• Requirement
Filter the lines below, keeping each one that holds "improvements".
=====
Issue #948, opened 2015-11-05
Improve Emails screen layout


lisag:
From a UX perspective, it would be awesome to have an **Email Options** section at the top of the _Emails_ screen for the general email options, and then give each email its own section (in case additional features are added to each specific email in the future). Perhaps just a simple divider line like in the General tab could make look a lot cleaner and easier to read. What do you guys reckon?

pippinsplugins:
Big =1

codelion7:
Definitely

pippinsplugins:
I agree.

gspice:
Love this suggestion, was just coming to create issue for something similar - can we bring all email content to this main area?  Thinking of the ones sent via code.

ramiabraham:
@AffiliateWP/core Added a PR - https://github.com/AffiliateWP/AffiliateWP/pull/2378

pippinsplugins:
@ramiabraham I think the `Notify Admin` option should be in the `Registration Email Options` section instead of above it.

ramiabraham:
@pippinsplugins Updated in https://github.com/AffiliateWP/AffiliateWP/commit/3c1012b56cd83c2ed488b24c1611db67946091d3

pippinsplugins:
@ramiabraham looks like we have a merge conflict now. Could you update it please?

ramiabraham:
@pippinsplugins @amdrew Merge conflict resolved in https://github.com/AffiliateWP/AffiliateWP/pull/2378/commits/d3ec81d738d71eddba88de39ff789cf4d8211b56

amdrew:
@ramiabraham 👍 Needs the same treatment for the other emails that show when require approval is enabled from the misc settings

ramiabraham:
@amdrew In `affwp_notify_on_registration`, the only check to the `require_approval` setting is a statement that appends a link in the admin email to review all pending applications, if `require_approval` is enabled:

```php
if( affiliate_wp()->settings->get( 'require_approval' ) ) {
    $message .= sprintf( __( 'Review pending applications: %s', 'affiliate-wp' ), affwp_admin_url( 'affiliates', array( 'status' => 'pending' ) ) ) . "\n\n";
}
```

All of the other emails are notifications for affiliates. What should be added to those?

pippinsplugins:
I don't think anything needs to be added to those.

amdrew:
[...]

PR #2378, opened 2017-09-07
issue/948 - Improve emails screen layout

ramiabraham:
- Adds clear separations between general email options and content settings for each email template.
=====
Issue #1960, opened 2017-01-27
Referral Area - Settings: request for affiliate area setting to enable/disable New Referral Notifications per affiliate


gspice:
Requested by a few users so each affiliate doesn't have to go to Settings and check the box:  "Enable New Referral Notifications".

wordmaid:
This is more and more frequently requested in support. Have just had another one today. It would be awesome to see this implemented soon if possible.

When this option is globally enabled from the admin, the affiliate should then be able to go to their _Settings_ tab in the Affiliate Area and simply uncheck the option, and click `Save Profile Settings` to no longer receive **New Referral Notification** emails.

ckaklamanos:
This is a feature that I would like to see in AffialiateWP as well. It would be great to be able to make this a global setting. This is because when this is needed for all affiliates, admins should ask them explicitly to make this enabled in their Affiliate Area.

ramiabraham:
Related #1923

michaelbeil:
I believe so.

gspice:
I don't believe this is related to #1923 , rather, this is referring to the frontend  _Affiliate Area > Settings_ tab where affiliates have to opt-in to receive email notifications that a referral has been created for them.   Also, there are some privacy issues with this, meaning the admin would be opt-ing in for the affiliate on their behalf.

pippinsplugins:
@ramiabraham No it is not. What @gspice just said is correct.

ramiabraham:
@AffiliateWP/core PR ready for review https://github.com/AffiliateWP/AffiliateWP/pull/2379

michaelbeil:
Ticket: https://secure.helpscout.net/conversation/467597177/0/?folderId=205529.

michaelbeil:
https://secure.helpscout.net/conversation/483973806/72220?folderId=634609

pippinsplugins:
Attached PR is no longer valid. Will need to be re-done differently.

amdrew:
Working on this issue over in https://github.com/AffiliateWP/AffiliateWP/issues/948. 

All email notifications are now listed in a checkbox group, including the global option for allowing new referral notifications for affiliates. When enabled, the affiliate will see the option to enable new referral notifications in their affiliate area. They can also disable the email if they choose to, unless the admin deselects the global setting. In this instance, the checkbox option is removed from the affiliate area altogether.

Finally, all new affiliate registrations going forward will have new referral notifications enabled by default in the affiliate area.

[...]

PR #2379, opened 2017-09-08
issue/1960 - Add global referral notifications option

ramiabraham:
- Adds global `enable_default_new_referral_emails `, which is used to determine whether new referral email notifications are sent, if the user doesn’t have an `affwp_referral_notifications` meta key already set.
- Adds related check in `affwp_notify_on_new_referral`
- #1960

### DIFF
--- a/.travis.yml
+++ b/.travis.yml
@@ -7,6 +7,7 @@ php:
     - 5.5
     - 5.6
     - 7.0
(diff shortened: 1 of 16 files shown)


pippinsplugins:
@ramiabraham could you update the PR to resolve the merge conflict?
=====
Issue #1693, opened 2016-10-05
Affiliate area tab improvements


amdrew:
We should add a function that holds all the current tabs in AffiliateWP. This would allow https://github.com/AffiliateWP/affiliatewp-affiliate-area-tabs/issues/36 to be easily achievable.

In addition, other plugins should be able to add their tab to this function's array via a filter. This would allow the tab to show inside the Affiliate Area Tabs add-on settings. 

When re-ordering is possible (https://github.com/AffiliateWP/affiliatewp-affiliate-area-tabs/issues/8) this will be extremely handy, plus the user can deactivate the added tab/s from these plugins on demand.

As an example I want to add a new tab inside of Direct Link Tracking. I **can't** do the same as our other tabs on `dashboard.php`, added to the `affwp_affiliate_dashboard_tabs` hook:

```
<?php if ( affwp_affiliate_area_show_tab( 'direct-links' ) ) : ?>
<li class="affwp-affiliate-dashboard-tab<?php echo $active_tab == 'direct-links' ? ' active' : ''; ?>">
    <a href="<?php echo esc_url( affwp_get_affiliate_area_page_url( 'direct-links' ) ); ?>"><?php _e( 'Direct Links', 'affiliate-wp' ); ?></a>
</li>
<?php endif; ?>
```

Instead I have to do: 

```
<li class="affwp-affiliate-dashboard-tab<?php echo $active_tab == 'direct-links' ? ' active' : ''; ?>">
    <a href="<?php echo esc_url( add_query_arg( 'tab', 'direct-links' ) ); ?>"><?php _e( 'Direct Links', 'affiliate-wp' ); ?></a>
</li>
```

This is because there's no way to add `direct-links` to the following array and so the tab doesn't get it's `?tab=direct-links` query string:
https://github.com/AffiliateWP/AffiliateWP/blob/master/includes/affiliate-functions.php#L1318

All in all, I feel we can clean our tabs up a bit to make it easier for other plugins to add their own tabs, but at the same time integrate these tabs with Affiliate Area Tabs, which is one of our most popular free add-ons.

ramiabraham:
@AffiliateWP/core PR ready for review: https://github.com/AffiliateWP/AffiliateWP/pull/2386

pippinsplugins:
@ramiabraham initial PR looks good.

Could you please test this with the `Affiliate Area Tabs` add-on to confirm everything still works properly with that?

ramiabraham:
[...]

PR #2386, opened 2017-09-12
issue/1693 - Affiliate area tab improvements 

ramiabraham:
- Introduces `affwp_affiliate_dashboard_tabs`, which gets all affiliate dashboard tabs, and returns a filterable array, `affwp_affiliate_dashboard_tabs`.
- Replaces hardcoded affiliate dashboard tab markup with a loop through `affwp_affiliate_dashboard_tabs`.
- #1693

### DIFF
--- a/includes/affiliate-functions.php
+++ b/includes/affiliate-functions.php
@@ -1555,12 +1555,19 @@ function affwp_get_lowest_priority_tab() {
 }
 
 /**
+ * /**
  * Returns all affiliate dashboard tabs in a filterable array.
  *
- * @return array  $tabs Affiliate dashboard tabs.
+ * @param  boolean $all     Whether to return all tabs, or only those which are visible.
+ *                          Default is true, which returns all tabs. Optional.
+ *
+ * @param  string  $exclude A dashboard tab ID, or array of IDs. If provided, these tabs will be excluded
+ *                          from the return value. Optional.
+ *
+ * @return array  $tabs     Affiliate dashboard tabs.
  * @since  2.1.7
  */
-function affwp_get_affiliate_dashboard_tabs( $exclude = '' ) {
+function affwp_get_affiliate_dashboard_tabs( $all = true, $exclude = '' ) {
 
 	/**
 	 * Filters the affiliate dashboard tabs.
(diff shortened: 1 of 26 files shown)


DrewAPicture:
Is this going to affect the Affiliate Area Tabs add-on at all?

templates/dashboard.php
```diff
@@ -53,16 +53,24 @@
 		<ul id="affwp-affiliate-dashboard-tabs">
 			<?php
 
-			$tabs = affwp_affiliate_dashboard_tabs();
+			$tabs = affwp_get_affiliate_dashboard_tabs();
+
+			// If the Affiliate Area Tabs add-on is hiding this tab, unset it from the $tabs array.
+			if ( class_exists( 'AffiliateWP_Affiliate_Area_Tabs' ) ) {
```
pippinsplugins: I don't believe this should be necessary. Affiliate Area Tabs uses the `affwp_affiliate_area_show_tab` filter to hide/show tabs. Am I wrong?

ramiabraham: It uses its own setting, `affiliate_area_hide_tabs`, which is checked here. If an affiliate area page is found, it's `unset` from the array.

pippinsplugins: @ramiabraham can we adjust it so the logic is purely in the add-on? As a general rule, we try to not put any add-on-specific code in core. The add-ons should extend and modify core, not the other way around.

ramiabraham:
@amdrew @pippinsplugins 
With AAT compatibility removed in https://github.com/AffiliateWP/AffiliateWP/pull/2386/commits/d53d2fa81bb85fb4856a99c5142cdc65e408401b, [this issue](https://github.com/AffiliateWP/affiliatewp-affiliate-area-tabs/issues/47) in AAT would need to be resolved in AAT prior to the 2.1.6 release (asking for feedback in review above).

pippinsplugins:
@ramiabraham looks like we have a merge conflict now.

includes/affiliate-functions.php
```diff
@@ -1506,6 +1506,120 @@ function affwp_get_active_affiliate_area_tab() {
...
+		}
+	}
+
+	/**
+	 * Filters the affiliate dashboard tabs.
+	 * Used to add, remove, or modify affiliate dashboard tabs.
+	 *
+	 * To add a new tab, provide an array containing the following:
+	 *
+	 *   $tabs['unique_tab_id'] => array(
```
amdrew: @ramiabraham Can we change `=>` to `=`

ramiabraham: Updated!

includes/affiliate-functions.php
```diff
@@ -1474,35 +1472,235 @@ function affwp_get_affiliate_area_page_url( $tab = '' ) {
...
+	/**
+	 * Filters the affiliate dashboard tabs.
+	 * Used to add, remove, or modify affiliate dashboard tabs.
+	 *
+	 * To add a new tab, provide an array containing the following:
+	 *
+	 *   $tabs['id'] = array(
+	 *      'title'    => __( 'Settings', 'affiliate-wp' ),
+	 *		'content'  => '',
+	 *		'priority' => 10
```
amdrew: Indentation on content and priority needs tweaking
=====
• Task response
Affiliate area tab improvements
issue/1693 - Affiliate area tab improvements 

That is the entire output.